The rod, reel, and cork size must match up. The right rig could toss a 1 ounce as far as the fellows throw the 5 ounce. The big & heavy 12+ rods and 5 or 6 ounce Lake Livingston casting corks are common, but will wear you out. I would suggest an Abu 6500, tricked out with all bearings in place of bushings. These bearings are available for not only the spool put even the level wind spiral bar. Clean the bearings with acetone and just put 1 drop of light oil on each. Too much oil REALLY slows down a bearing. Use a 9 foot or so rod designed to throw 1 to 2 ounces; the rod MUST match the weight you throw to get the long cast. The lake Livingston casting corks are available at Browders by the dam or FTU on Gulf Fwy.


----------



## dejavu000 (Aug 18, 2009)

I use a 12ft Penn 2 piece rod from Basspro. It is thin with a soft tip so you can get that freaking 6+oz cork to the dam. It is like a slingshot when I cast it.... use a little jig head (make sure it is a saltwater jig head, those stripers get big) with a white or yellow grub on it.. you will hook up with plenty of hybrids, stripers, and/or white bass.....
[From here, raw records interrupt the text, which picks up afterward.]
PR #121, opened 2016-05-31
Adds all SRD/SLD to modifySourcesQueue and removes modifySourcesQueue.pause calls

hristoterezov:


modules/xmpp/JingleSessionPC.js
```diff
@@ -307,118 +278,15 @@ JingleSessionPC.prototype.acceptOffer = function(jingleOffer,
...
-            self.room.eventEmitter.emit(XMPPEvents.CONFERENCE_SETUP_FAILED);
-        }
-    );
-    // Some checks for STUN and TURN candiates present in local SDP
-    // Eventually could be removed as we don't really care
-    var cands = SDPUtil.find_lines(this.localSDP.raw, 'a=candidate:');
-    for (var j = 0; j < cands.length; j++) {
-        var cand = SDPUtil.parse_icecandidate(cands[j]);
-        if (cand.type == 'srflx') {
-            this.hadstuncandidate = true;
```
paweldomas: is it related to the problem which this PR fixes or do you remove it because it's not used ?

modules/xmpp/JingleSessionPC.js
```diff
@@ -307,118 +278,15 @@ JingleSessionPC.prototype.acceptOffer = function(jingleOffer,
...
-        } else if (cand.type == 'relay') {
-            this.hadturncandidate = true;
-        }
-    }
+    this.jingleOfferIq = jingleOfferIq;
```
paweldomas: I don't like how offer IQ processing is moved to modify sources method which will looks even more hacky - a combination of actions submitted from different locations. It makes the code unreadable. Maybe we should refactor "modify sources queue" to queue tasks and the actual logic would be passed to the queue as a function here. Same should be done for add/remove sources/mute etc. But I will have a deeper look at that later if that makes sense

modules/xmpp/JingleSessionPC.js
hristoterezov: Because it was not used mainly and this method doesn't exist anymore.

modules/xmpp/JingleSessionPC.js
hristoterezov: I don't think moving everything to the queue is more hacky. I think it's even more reliable than before. Now we have included the the session initiate IQs there. Before this change add source and remove source IQs where already handled by the queue and it was strange that only the session initiate isn't included there. Also if we keep everything in the queue we don't have to care about the signaling state, etc and we don't have to pause/resume the queue. So I think it's more readable this way.

Although I agree with you that the code in _modifySources method is not the best one. It is a good idea to refactor the  _modifySources method. I don't like how we are passing the operations to it by setting a property. When we are passing arguments to this.modifySourcesQueue.push we can actually pass object as first argument and after that we can pass callback( like the code in the next line but success callback can be replaced with object and we can call success callback in the function passed as second argument). Actually this should be the proper way of using that queue according  to their documentation. But we can implement that in another PR.

modules/xmpp/JingleSessionPC.js
```diff
@@ -307,118 +278,15 @@ JingleSessionPC.prototype.acceptOffer = function(jingleOffer,
...
+    this.modifySourcesQueue.push(success, function (error) {
+        if(!error)
+            return;
+        if (failure)
+            failure(error);
+        JingleSessionPC.onJingleFatalError(this, error);
+        failure(error);
```
paweldomas: Looks like "failure" is called 2nd time here

paweldomas:
Can you have a look at this PR https://github.com/jitsi/lib-jitsi-meet/pull/123 and see if I've merged it correctly ?

modules/xmpp/JingleSessionPC.js
paweldomas: I agree that having SRD/SLD cycle on the queue is a good thing, but just don't like how it is and was implemented. In my opinion that is not very readable, because mixes many different operations into one method which come from different places around the code. Agree that we can fix that another time, but I'm just not a big fan of piling onto hacky solutions instead of fixing them asap.

modules/xmpp/JingleSessionPC.js
paweldomas: Fixed in rebased PR #123

modules/xmpp/JingleSessionPC.js
paweldomas: Please put this kind of changes in separate commit in the future, cause it's confusing

paweldomas:
merged through https://github.com/jitsi/lib-jitsi-meet/pull/123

forgot to add that I pair it up with my stella 8000, I saw no use in buying another reel since I already owned a stella. My sugesstion to you is to get a saragosa 8000, you can use that for saltwater deep sea fishing for dorado, sanppers, lings, kingfish, and etc if you use braid. I like braid because it cast better and last forever

ask for the lake livingston dam corks, they are a little cheaper at browders, but they run out of some sizes sometimes due to the amount of people buying them.


----------



## dejavu000 (Aug 18, 2009)

this is the ROd that I use. I tired all different thickness/stiffness and this one worked best so far. I learned that if the rod is too stiff you will not be able to get that bounce/slingshot action you need to get it up to the rocks.
http://www.basspro.com/Penn®-Power-Stick®-Surf-Rods/product/59412/-1105242


----------



## Fish On !! (Mar 27, 2011)

thanks for the help, it seems thats the only way you can catch fish at the dam right now


----------



## Rusty S (Apr 6, 2006)

I just caught 2 limits of whites and about a dozen catfish, going back this evening. rs


----------



## tbone2374 (Feb 27, 2010)

The Cats are always there... tb


----------



## dejavu000 (Aug 18, 2009)

tbone2374 said:


> The Cats are always there... tb


I noticed if you want the huge cats, people (guides) use the carp as cut bait and cast it very close if not on the rocks. I see them on top of those boat barges and they get a butt load of distance. Alot of times is see them pull in 2 big cats on one leader back to back to back. I cant cast as far as them since they are about 10 feet higher on top of the barge looking boat. hwell:


----------



## dejavu000 (Aug 18, 2009)

Fish On !! said:


> thanks for the help, it seems thats the only way you can catch fish at the dam right now


when I first started going there with my regular 7ft pole and swim baits, jigs, and spoons with grubs, I would catch only white bass and sometimes nothing at all. I would look over at the guys with long poles and they were limiting out on white bass and hybrids/stripers. I figured if you cant beat them join them. the only thing I hate about it si when people dont pay attention to other peoples lines and everyone gets tangled up. When I a wading it is like combat fishing on a boat it is a little less hectic.


----------



## bbpowell74 (Apr 10, 2011)

Try the shimano 200g. Very smooth reel and the price has come down from $100 to around $50. Rod length will depend on you.


----------



## Fish On !! (Mar 27, 2011)

WHAT WOULD BE A GOOD 9FT PLUS POLE PAIRED WITH AN ABU GARCIA 6500C3


----------



## dejavu000 (Aug 18, 2009)

I fished there from a boat and wading, both ways I had to use a long rod. You need a long rod pair with the correct Livingston cork (the weight needs to match what the rod can handle). I have fished there with shorter than 12ft rods or rods that didn't have enough bend to get that slingshot action and wasnt as successful. IMHO the reel does not matter as much as the rod, but it does need to be able to cast smoothly. Since you will be using a conventional reel, you better be very good at casting with a heavy cork or it will be a long day.


----------



## Fish On !! (Mar 27, 2011)

Thanks for all the information


----------



## the dam bandit (Apr 22, 2011)

I've. spent sometime below that dam and they are definitely telling the truth. I use a 15' ugly stick and it works great!


----------



## Fish On !! (Mar 27, 2011)

the dam bandit said:


> I've. spent sometime below that dam and they are definitely telling the truth. I use a 15' ugly stick and it works great!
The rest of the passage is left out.